PR #1250, opened 2026-02-25
Add supports_solve_rng trait for ensemble RNG forwarding guard

isaacsas:


isaacsas:
@ChrisRackauckas can we merge this?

What is being asked - The answer should consist of all the lines above, retyped exactly.

Task answer -
PR #1250, opened 2026-02-25
Add supports_solve_rng trait for ensemble RNG forwarding guard

isaacsas:


isaacsas:
@ChrisRackauckas can we merge this?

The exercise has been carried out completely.